Profile: Part of a family ceramics business, a West Point man finds a niche in pottery

Travis Shope’s first spin on a potter’s wheel didn’t go so well.

“I don’t even know you could call it anything,” Shope said of the final product. “It was just a small piece of clay with a hole in the center.”

Eventually, Shope made a set of plates. They were lumpy and didn’t stack neatly, but it was a start.

“I remember eating it and thinking, ‘I might be onto something here,'” he said. “‘I could actually sell these things.'”

That was 2012, and in the nine years since, Shope has proven himself right. Part of the third generation of a decades-old family business, the West Point resident has devoted himself to pottery full-time, selling bowls, plates and more at Commodore Bob’s Yacht Club in Starkville as well as ‘in line.

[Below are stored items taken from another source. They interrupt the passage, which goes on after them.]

PR #5077, opened 2015-02-27
Multiple proxies

### LINKED ISSUE #3391: Separate extractor proxy and download proxy
Some china video sharing sites such as Youku and Sohu limit some of their vidoes available only in Mainland China. In such cases, I need a proxy in China to get the video. For instance, proxy.uku.im:8888, the proxy used by a popular browser plugin Unblock Youku. However, this proxy allow only addresses for checking China IP. Take Sohu as example, hot.vrs.letv.com is allowed while tv.sohu.com not. Is it possible to use two different proxies, one for extracting video info and the other for real downloading? A similar project named you-get [1] has this ability.
[1] https://github.com/soimort/you-get

yan12125:
This patch closes #3391 I opened long time ago. Such a feature is used in letv.com extractor.

### DIFF
--- a/youtube_dl/extractor/common.py
+++ b/youtube_dl/extractor/common.py
@@ -301,7 +301,7 @@ class InfoExtractor(object):
     def IE_NAME(self):
         return type(self).__name__[:-2]
 
-    def _request_webpage(self, url_or_request, video_id, note=None, errnote=None, fatal=True):
+    def _request_webpage(self, url_or_request, video_id, note=None, errnote=None, fatal=True, opener_name=None):
         """ Returns the response handle """
         if note is None:
             self.report_download_webpage(video_id)
@@ -311,7 +311,7 @@ class InfoExtractor(object):
             else:
                 self.to_screen('%s: %s' % (video_id, note))
         try:
-            return self._downloader.urlopen(url_or_request)
+            return self._downloader.urlopen(url_or_request, opener_name=opener_name)
         except (compat_urllib_error.URLError, compat_http_client.HTTPException, socket.error) as err:
             if errnote is False:
                 return False
@@ -324,13 +324,13 @@ class InfoExtractor(object):
                 self._downloader.report_warning(errmsg)
                 return False
 
-    def _download_webpage_handle(self, url_or_request, video_id, note=None, errnote=None, fatal=True):
+    def _download_webpage_handle(self, url_or_request, video_id, note=None, errnote=None, fatal=True, opener_name=None):
         """ Returns a tuple (page content as string, URL handle) """
         # Strip hashes from the URL (#1038)
         if isinstance(url_or_request, (compat_str, str)):
             url_or_request = url_or_request.partition('#')[0]
 
-        urlh = self._request_webpage(url_or_request, video_id, note, errnote, fatal)
+        urlh = self._request_webpage(url_or_request, video_id, note, errnote, fatal, opener_name=opener_name)
         if urlh is False:
             assert not fatal
             return False
@@ -410,13 +410,13 @@ class InfoExtractor(object):
 
         return content
 
-    def _download_webpage(self, url_or_request, video_id, note=None, errnote=None, fatal=True, tries=1, timeout=5):
+    def _download_webpage(self, url_or_request, video_id, note=None, errnote=None, fatal=True, tries=1, timeout=5, opener_name=None):
         """ Returns the data of the page as a string """
         success = False
         try_count = 0
         while success is False:
             try:
-                res = self._download_webpage_handle(url_or_request, video_id, note, errnote, fatal)
+                res = self._download_webpage_handle(url_or_request, video_id, note, errnote, fatal, opener_name=opener_name)
                 success = True
             except compat_http_client.IncompleteRead as e:
                 try_count += 1
@@ -431,10 +431,10 @@ class InfoExtractor(object):
 
     def _download_xml(self, url_or_request, video_id,
                       note='Downloading XML', errnote='Unable to download XML',
-                      transform_source=None, fatal=True):
+                      transform_source=None, fatal=True, opener_name=None):
         """Return the xml as an xml.etree.ElementTree.Element"""
         xml_string = self._download_webpage(
-            url_or_request, video_id, note, errnote, fatal=fatal)
+            url_or_request, video_id, note, errnote, fatal=fatal, opener_name=opener_name)
         if xml_string is False:
             return xml_string
         if transform_source:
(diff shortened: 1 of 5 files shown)


jaimeMF:
Are cookies shared by the two openers? If not, that can be problematic in some cases.

youtube_dl/options.py
```diff
@@ -177,6 +177,11 @@ def _hide_login_info(opts):
         default=None, metavar='URL',
         help='Use the specified HTTP/HTTPS proxy. Pass in an empty string (--proxy "") for direct connection')
     network.add_option(
+        '--alternative-proxy', dest='alternative_proxy',
```
jaimeMF: Maybe rename it to `--extraction-proxy` and update the help message to something like `Proxy used for extracting the video info`, to make it clearer what it does.

youtube_dl/extractor/common.py
```diff
@@ -1053,6 +1053,15 @@ def extract_automatic_captions(self, *args, **kwargs):
     def _get_automatic_captions(self, *args, **kwargs):
         raise NotImplementedError("This method must be implemented by subclasses")
 
+    def _multiple_opener_supported(self):
+        return hasattr(self._downloader, 'use_opener')
```
jaimeMF: This can probably be removed, nobody is going to use their own class for `_downloader`.

yan12125:
Is there a site requiring consistent cookies for correct downloading?

yan12125:
According to [1], cookies are consistent in my approach. All openers use the same cookie jar ```self.cookiejar```.

[1] http://stackoverflow.com/questions/11131067/share-the-cookies-between-two-openers-with-urllib2-and-cookielib

youtube_dl/options.py
yan12125: There is something tricky. Take sohu.py (at yan12125/youtube-dl@f7b8b0c39e8fd6dfdddb85b5bed2812d3fd68d69) for example, not all traffic for info extraction need China IP. Only the one with hostname hot.vrs.sohu.com needs it. So the name extraction proxy may be misleading.

youtube_dl/extractor/common.py
yan12125: Thanks. Removed in yan12125/youtube-dl@603251c34d6421ff7c9069630c4abcfbde7b7e16

youtube_dl/options.py
jaimeMF: Instead of doing that on each extractor, I think it should be done for all of them (for example in the `InfoExtractor.extract` method). It would be more consistent.

jaimeMF:
But you are creating a new cookiejar for each opener (at [this line](https://github.com/yan12125/youtube-dl/blob/00b621a8906791d251dd784982fa40db79ac36eb/youtube_dl/YoutubeDL.py#L1754)), I don't think they will have the same cookies.

It will probably also break [saving the cookies in a file](https://github.com/yan12125/youtube-dl/blob/00b621a8906791d251dd784982fa40db79ac36eb/youtube_dl/YoutubeDL.py#L462).

> Is there a site requiring consistent cookies for correct downloading?

niconico (I think)

phihag:
I do not believe this implementation solves the actual issue at hand. If I understand [the rationale](https://github.com/rg3/youtube-dl/issues/3391#issuecomment-76411032), correctly, the proxy is just needed for one step.

Therefore, there should be an option `--cn-verification-proxy` (or `--sohu-verification-proxy`), and that proxy should be used at the particular step and nowhere else. In particular, I see absolutely no reason to slow down the default download steps.

It is with a heavy heart that I must reject this pull request in the current form. However, you are very welcome to suggest a similar one that leaves the default download code untouched, documents that this proxy is just needed for one step, and uses the proxy in that step and nowhere else.

youtube_dl/extractor/letv.py
```diff
@@ -76,10 +91,15 @@ def _real_extract(self, url):
             'tkey': self.calc_time_key(int(time.time())),
             'domain': 'www.letv.com'
         }
+
+        self._use_opener('alternative')
```
phihag: This introduces an implicit global state. Please do not use implicit global state. Instead, a parameter for _download_* or another helper function seems way more reasonable.

yan12125:
Thanks for the suggestions. I managed to fix them in https://github.com/yan12125/youtube-dl/tree/multiple_proxies. Documentations are not updated yet, however.

@phihag Sorry I don't quite understand why this approach slows down normal downloads. I believe the original download helpers work semantically the same as the past except some tiny overhead arising from parameter passing.

phihag:
Oh, you are right, there will no be significant slowdown. Nevertheless, the global state quarry remains, this is an absolute no-go right as we are considering multi-threading/-processing.

yan12125:
In yan12125/youtube-dl@63367c442bb1cd0a9f90b4e8a18051ac26ee315f, there's no more global affects. Web requests, either json, xml, or generic web pages, use their own openers specified as the function parameter. Also, I replace ```self._opener``` with ```self._opener_pools[opener_name]``` in the YoutubeDL class so that different web requests doesn't interfere with others with respect to the opener they use (blame me if I miss something still overlapping). I hope this modification solves the problem.

yan12125:
Documentations updated. Additionally, I confirm that cookies are consistent among openers with the following test: (Is it proper to put the test here?) Tests for thread-safe seems more complicated and I have no idea how.

```Diff
diff --git a/test/test_InfoExtractor.py b/test/test_InfoExtractor.py
index be8d129..860f944 100644
--- a/test/test_InfoExtractor.py
+++ b/test/test_InfoExtractor.py
@@ -58,5 +58,21 @@ class TestInfoExtractor(unittest.TestCase):
         self.assertEqual(ie._html_search_meta('e', html), '5')
         self.assertEqual(ie._html_search_meta('f', html), '6')
 
+    def test_consistent_cookies_among_openers(self):
+        video_id = 'fake_id'
+        httpbin_cookies_url = 'http://httpbin.org/cookies'
+        cookie_name = 'cookie_name'
+        cookie_value = 'cookie_value'
+
+        self.ie._download_webpage(
+            '%s/set?%s=%s' % (httpbin_cookies_url, cookie_name, cookie_value),
+            video_id, opener_name='default')
+        result_cookies = self.ie._download_json(
+            httpbin_cookies_url, video_id,
+            opener_name='cn_verification')['cookies']
+
+        self.assertIn(cookie_name, result_cookies)
+        self.assertEqual(result_cookies[cookie_name], cookie_value)
+
 if __name__ == '__main__':
     unittest.main()
```

phihag:
By just adding a per-request proxy handler, lots of the implementation troubles can be averted entirely. I've integrated exactly that into mainline youtube-dl. Thanks for the report and code!

PR #5080, opened 2015-02-27
[puls4] Add new extractor

HanYOLO:
New Extractor for Puls4.com


dstftw:
Thanks, merged.
Would you like to be credited as one of the authors of youtube-dl? If so, under what name?

PR #5083, opened 2015-02-27
[oppetarkiv] Add new extractor

thc202:
Some, if not all, of the videos appear to be geo-blocked (Sweden).
Test might fail (403 Forbidden) if not run through a Swedish connection.

### DIFF
--- a/youtube_dl/extractor/__init__.py
+++ b/youtube_dl/extractor/__init__.py
@@ -350,6 +350,7 @@ from .odnoklassniki import OdnoklassnikiIE
 from .oktoberfesttv import OktoberfestTVIE
 from .ooyala import OoyalaIE
 from .openfilm import OpenFilmIE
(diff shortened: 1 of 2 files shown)


dstftw:
Thanks, merged.
Would you like to be credited as one of the authors of youtube-dl? If so, under what name?

dstftw:
Looks like you've just copy pasted another extractor's code, namely [SVTPlay](https://github.com/rg3/youtube-dl/blob/master/youtube_dl/extractor/svtplay.py). Eschew copy pasting code when possible and try to reuse and generalize existing, like I did in df5ae3eb16effec4dc2609ed3520ddc068305efe.

thc202:
No need to, thanks!

thc202:
Right, I should have checked better how similar cases are handled, or 
asked before PR. Sorry about that!

PR #5087, opened 2015-02-28
strip the leading dots of a file name in case of hidden file

chaos33:
fix for the issue "Strip leading dots from file names"
https://github.com/rg3/youtube-dl/issues/2865


phihag:
Thanks! I've kept the old behavior for IDs because those should be verbatim and added a test.

PR #5105, opened 2015-03-02
[lynda] Check for the empty subtitles

Ftornik:
We can't use **lstrip** for subtitles. Not every subtitle line in the response contains two "new line" characters. And in some cases .srt files can be invalid.

Example: http://www.lynda.com/ajax/player?videoId=159736&courseId=123563&type=transcript
There are lines with only one "new line" and there are empty lines.
We should skip empty lines and add \r\n\r\n after each subtitle line.
Also sequence counter was updated.


dstftw:
Thanks.

PR #5108, opened 2015-03-02
[letv] Add --cn-verification-proxy (Closes #5077)

phihag:
Needs to be tested; example proxy does not work for me.


yan12125:
Thanks a lot for the excellent work! There's still something need to be fixed. I leave them in  #5116

PR #5123, opened 2015-03-04
[Primesharetv] Add primeshare.tv support (with public domain example)

jbuchbinder:


dstftw:
Thanks, cherry picked relevant commits.

PR #5125, opened 2015-03-04
Add metadata from video title parser

phiresky:
This allows the addition of actual metadata from music to the output file.

Example:
`youtube_dl -f bestaudio https://www.youtube.com/watch?v=066CyIM-PDk --add-metadata --metadata-from-title '%(artist)s - %(title)s'` adds the Artist name 'Feint' and the title 'Pastels' to the output file.

A currently missing addition would be to allow the added tags to be integrated into the filename - for which this postprocessor would probably need to be run before writing the video. I wasn't sure how to do that so I left it out for now.

(checked with flake8)

### DIFF
--- a/youtube_dl/postprocessor/metadatafromtitle.py
+++ b/youtube_dl/postprocessor/metadatafromtitle.py
@@ -1,0 +1,50 @@
+# -*- coding: utf-8 -*-
+
+import re
+
+from .common import PostProcessor
+from ..utils import PostProcessingError
+
+
+class MetadataFromTitlePPError(PostProcessingError):
+    pass
+
+
+class MetadataFromTitlePP(PostProcessor):
+    def __init__(self, downloader, titleformat):
+        self._titleformat = titleformat
+        self._titleregex, self._attributes = self.fmtToRegex(titleformat)
+
+    def fmtToRegex(self, fmt):
+        """
+        Converts a string like
+           '%(title)s - %(artist)s'
+        to a regex like
+           '(?P<title>.+)\ \-\ (?P<artist>.+)'
+        and a list of the named groups [title, artist]
+        """
+        lastpos = 0
+        regex = ""
+        groups = []
+        # replace %(..)s with regex group and escape other string parts
+        for match in re.finditer(r'%\((\w+)\)s', fmt):
+            regex += re.escape(fmt[lastpos:match.start()])
+            groupname = match.group(1)
+            groups.append(groupname)
+            regex += r'(?P<' + groupname + '>.+)'
+            lastpos = match.end()
+        if lastpos < len(fmt):
+            regex += re.escape(fmt[lastpos:len(fmt)])
+        return regex, groups
+
+    def run(self, info):
+        title = info['title']
+        match = re.match(self._titleregex, title)
+        if match is None:
+            raise MetadataFromTitlePPError('Could not interpret title of video as "%s"' % self._titleformat)
+        for attribute in self._attributes:
+            value = match.group(attribute)
+            info[attribute] = value
+            self._downloader.to_screen('[fromtitle] parsed ' + attribute + ': ' + value)
+
+        return True, info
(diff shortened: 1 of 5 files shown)


phiresky:
any thoughts, @phihag / @dstftw / @jaimeMF ? this is very useful for music

youtube_dl/postprocessor/metadatafromtitle.py
```diff
@@ -0,0 +1,50 @@
...
+        if lastpos < len(fmt):
+            regex += re.escape(fmt[lastpos:len(fmt)])
+        return regex, groups
+
+    def run(self, info):
+        title = info['title']
+        match = re.match(self._titleregex, title)
+        if match is None:
+            raise MetadataFromTitlePPError('Could not interpret title of video as "%s"' % self._titleformat)
+        for attribute in self._attributes:
```
jaimeMF: You don't need to store the attributes, you can get them via `match.groupdict`:
```
for attribute, value in match.groupdict().items():
```

jaimeMF:
I don't know why you need a special `songtitle`, you can just override `title`.

The `fmtToRegex` function seems to work, but I need to read it again.

I would prefer to use the new python format syntax (`{title} - {artist}'`), which [offers a nice function](https://docs.python.org/3/library/string.html#string.Formatter.parse) for splitting the format string. But for consistency with the `--output` option, I think it's ok to use the older.

youtube_dl/postprocessor/metadatafromtitle.py
```diff
@@ -0,0 +1,50 @@
...
+class MetadataFromTitlePPError(PostProcessingError):
+    pass
+
+
+class MetadataFromTitlePP(PostProcessor):
+    def __init__(self, downloader, titleformat):
+        self._titleformat = titleformat
+        self._titleregex, self._attributes = self.fmtToRegex(titleformat)
+
+    def fmtToRegex(self, fmt):
```
jaimeMF: We should probably add some tests for the method, otherwise it's harder to edit it.

youtube_dl/postprocessor/metadatafromtitle.py
phiresky: Oh, right. fixed in https://github.com/phiresky/youtube-dl/commit/6a0a6bbb6eaefb5623900955ecfef10eda267019

phiresky:
I wasn't sure if title is used for anything else / if any other part assumes title is the complete video title.

> I would prefer to use the new python format syntax ({title} - {artist}')

me too, but I thought having it the same as the other parts was better.

(I also admittedly did not really understand the meaning of the output of that function, literal_text seems to be the text before each mach)

jaimeMF:
> I wasn't sure if title is used for anything else / if any other part assumes title is the complete video title.

I think the only one that uses after that is the metadata postprocessor.

> (I also admittedly did not really understand the meaning of the output of that function, literal_text seems to be the text before each mach)

I also had some problems understanding it, I ended up just running it with some format strings. I think this is how the function would be implemented:
```python
import re
import string

def fmtToRegex(fmt):
    regex = ''
    for literal, field, _, _ in string.Formatter().parse(fmt):
        if literal:
            regex += re.escape(literal)
        if field:
            regex += '(?P<' + field + '>.+)'
    return regex

fmts = [
    '{title} - {artist}',
    '{title}, by {artist}',
]

for f in fmts:
    print(repr(f), '->', repr(fmtToRegex(f)))

```

phiresky:
Okay, that makes sense. Also pretty similar to how I implemented it for the other syntax.
Which syntax shall we use?

And do you know how it would be possible to run this before the file saving? (That might also influence the necessity of `songtitle`)

jaimeMF:
> Which syntax should we use?

Keep it as it is now. If we change the output template to the new format we'll update it.

> And do you know how it would be possible to run this before the file saving? (That might also influence the necessity of songtitle)

It could be run inside a YoutubeDL method, but I think it currently has enough code. I don't know if it would make sense to add something like a preprocessor.

If nobady else complains, I'll merge it (I'll delete the `songtitle` usage`).

phiresky:
thanks!

jaimeMF:
Merged, thanks.

PR #5134, opened 2015-03-05
Sohu fix

yan12125:
Sohu info extractor currently fails from time to time. I fix it and add some test cases.

### DIFF
--- a/youtube_dl/extractor/sohu.py
+++ b/youtube_dl/extractor/sohu.py
@@ -4,8 +4,10 @@ from __future__ import unicode_literals
 import re
 
 from .common import InfoExtractor
-from ..utils import compat_str
-from ..compat import compat_urllib_request
+from ..compat import (
+    compat_str,
+    compat_urllib_request
+)
 
 
 class SohuIE(InfoExtractor):
--- a/youtube_dl/extractor/sohu.py
+++ b/youtube_dl/extractor/sohu.py
@@ -73,6 +73,17 @@ class SohuIE(InfoExtractor):
                 'title': '【神探苍实战秘籍】第13期 战争之影 赫卡里姆',
             }
         }]
+    }, {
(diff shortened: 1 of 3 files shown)


youtube_dl/extractor/sohu.py
```diff
@@ -77,6 +104,11 @@ def _fetch_data(vid_id, mytv=False):
                     % (format_id, i + 1, part_count))
 
                 part_info = part_str.split('|')
+
+                # Sanitize URL to prevent download failure
+                if part_info[0][-1] == '/' and su[i][0] == '/':
+                    su[i] = su[i][1:]
+
                 video_url = '%s%s?key=%s' % (part_info[0], su[i], part_info[3])
```
jaimeMF: I think the proper way to do that is `'%s?key=%s'  % (compat_urlparse.urljoin(part_info[0], su[i]), part_info[3])`.

yan12125: It does not work. For example, when ```part_info[0]``` is ```http://70.39.188.10/sohu/s26h23eab6/2/``` and su[i] is ```/0/191/bymuey1CRhqd9706LeW3YD.mp4```, I need ```http://70.39.188.10/sohu/s26h23eab6/2/0/191/bymuey1CRhqd9706LeW3YD.mp4``` but I get ```http://70.39.188.10/0/191/bymuey1CRhqd9706LeW3YD.mp4```. The result is 404 not found.

yan12125:
Add a more generic function to youtube_dl/utils.py based on the implementation at http://stackoverflow.com/a/8926421/3786245

yan12125:
I've fixed title extraction (the original approach was unable to handle titles like "youtube-dl testing video") and add some test cases. Please review it.

dstftw:
Thanks.

PR #5150, opened 2015-03-06
[Yam] Add an error detection and update test cases

yan12125:
The original test case _1 does not exist anymore.

### DIFF
--- a/youtube_dl/extractor/yam.py
+++ b/youtube_dl/extractor/yam.py
@@ -8,6 +8,7 @@ from ..compat import compat_urlparse
 from ..utils import (
     float_or_none,
     month_by_abbreviation,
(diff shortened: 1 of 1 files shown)


dstftw:
Thanks.

dstftw:
Looks like `http://mymedia.yam.com/m/3599430` died as well.

yan12125:
According to [a Yahoo Answer post](https://tw.knowledge.yahoo.com/question/question?qid=1509030402473) (in Chinese), the error message indicates that the video does not exist anymore. Videos may be deleted by the original user, or be deleted by site administrators periodically if any violation against copyrights found. The conclusion is, test cases require frequent update. It's not practical, and just let it go...

PR #5642, opened 2015-05-07
[BetIE] Updated test data

blissland:
The current tests fail as the test data is out of date. I have updated the data so the tests now pass.

### DIFF
--- a/youtube_dl/extractor/bet.py
+++ b/youtube_dl/extractor/bet.py
@@ -16,11 +16,11 @@ class BetIE(InfoExtractor):
         {
             'url': 'http://www.bet.com/news/politics/2014/12/08/in-bet-exclusive-obama-talks-race-and-racism.html',
             'info_dict': {
-                'id': '740ab250-bb94-4a8a-8787-fe0de7c74471',
+                'id': '500406c1-0d86-4f40-880d-eab2ec1f7587',
                 'display_id': 'in-bet-exclusive-obama-talks-race-and-racism',
                 'ext': 'flv',
-                'title': 'BET News Presents: A Conversation With President Obama',
-                'description': 'md5:5a88d8ae912c1b33e090290af7ec33c6',
+                'title': 'A Conversation With President Obama',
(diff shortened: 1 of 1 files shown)


youtube_dl/extractor/bet.py
```diff
@@ -16,11 +16,11 @@ class BetIE(InfoExtractor):
         {
             'url': 'http://www.bet.com/news/politics/2014/12/08/in-bet-exclusive-obama-talks-race-and-racism.html',
             'info_dict': {
-                'id': '740ab250-bb94-4a8a-8787-fe0de7c74471',
+                'id': 'e0c430e7-14e8-414d-bd9d-c14c55cd406f',
```
jaimeMF: I get `2505a456-9506-4078-bf89-9a3b7d797679`

youtube_dl/extractor/bet.py
```diff
@@ -35,7 +35,7 @@ class BetIE(InfoExtractor):
         {
             'url': 'http://www.bet.com/video/news/national/2014/justice-for-ferguson-a-community-reacts.html',
             'info_dict': {
-                'id': 'bcd1b1df-673a-42cf-8d01-b282db608f2d',
+                'id': '0291d0f7-b8da-4423-9c5a-ebfa0368ef53',
```
jaimeMF: And `62e7621a-caac-4ccb-b63d-2ebbb61e64a6 here.

blissland:
Mmm... the id seems to be very dynamic. What's the best way to handle this: match against a regex: (8 chars - 4 chars - 4 chars - 12 chars) or leave out the id from the test info_dict?

jaimeMF:
No, the id must be in the info_dict and should be fixed (we should be able to assume with some confidence that it's unique). I guess that in this case the best option would be to use `news/national/2014/justice-for-ferguson-a-community-reacts` and `news/national/2014/a-conversation-with-president-obama`, since that's what the xml url uses.

blissland:
Ok I updated the pull request to use your suggestion about what to use as the id

jaimeMF:
Thanks!

PR #5657, opened 2015-05-09
[EroProfile] Fix 403 (due to bad URL)

frenchy1983:
Before:

$ python test/test_download.py TestDownload.test_EroProfile
...
ERROR: unable to download video data: HTTP Error 403: Forbidden

After:

$ python test/test_download.py TestDownload.test_EroProfile
...
OK


frenchy1983:
Of course there was a util to do that. Thanks @dstftw!

PR #5658, opened 2015-05-09
[BRIE] Updated two test cases

blissland:
The videos for the first 2 test cases no longer exist. Replaced with new videos.


dstftw:
The second test was an audio test. Can you add such test as well?

blissland:
Added audio test.

dstftw:
Thanks.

“My business is built around plates and I try to make the best quality dinnerware possible and just try to bring that into as many homes as possible,” Shope said.

Travis Shope, center, stands with his parents David and Lynne Shope at Mar-Lyn Ceramic Supply, Inc., in West Point. Travis runs his own business, Shope Pottery, in the Mar-Lyn building on Main Street. Courtesy Photo/Travis Shope

Shope has her own space inside Mar-Lyn Ceramic Supply, Inc. on Main Street in West Point, owned and operated by her parents, David and Lynne Shope. The store sells kilns, pottery wheels, clay, slip – liquid clay for pouring into molds – and more.

Mar-Lyn is named after Lynne and her mother Martha, Travis’ grandmother, who bought the old Coca-Cola bottling plant in 1976 after the store they opened from their back porch in 1971 required more space. The family has owned it ever since.

“It’s a very old building,” Shope said. “You could tell he’s been around a long time, so it’s cool to still be around.”

The store receives visitors from across the country, a small town attraction that Shope is happy to be a part of.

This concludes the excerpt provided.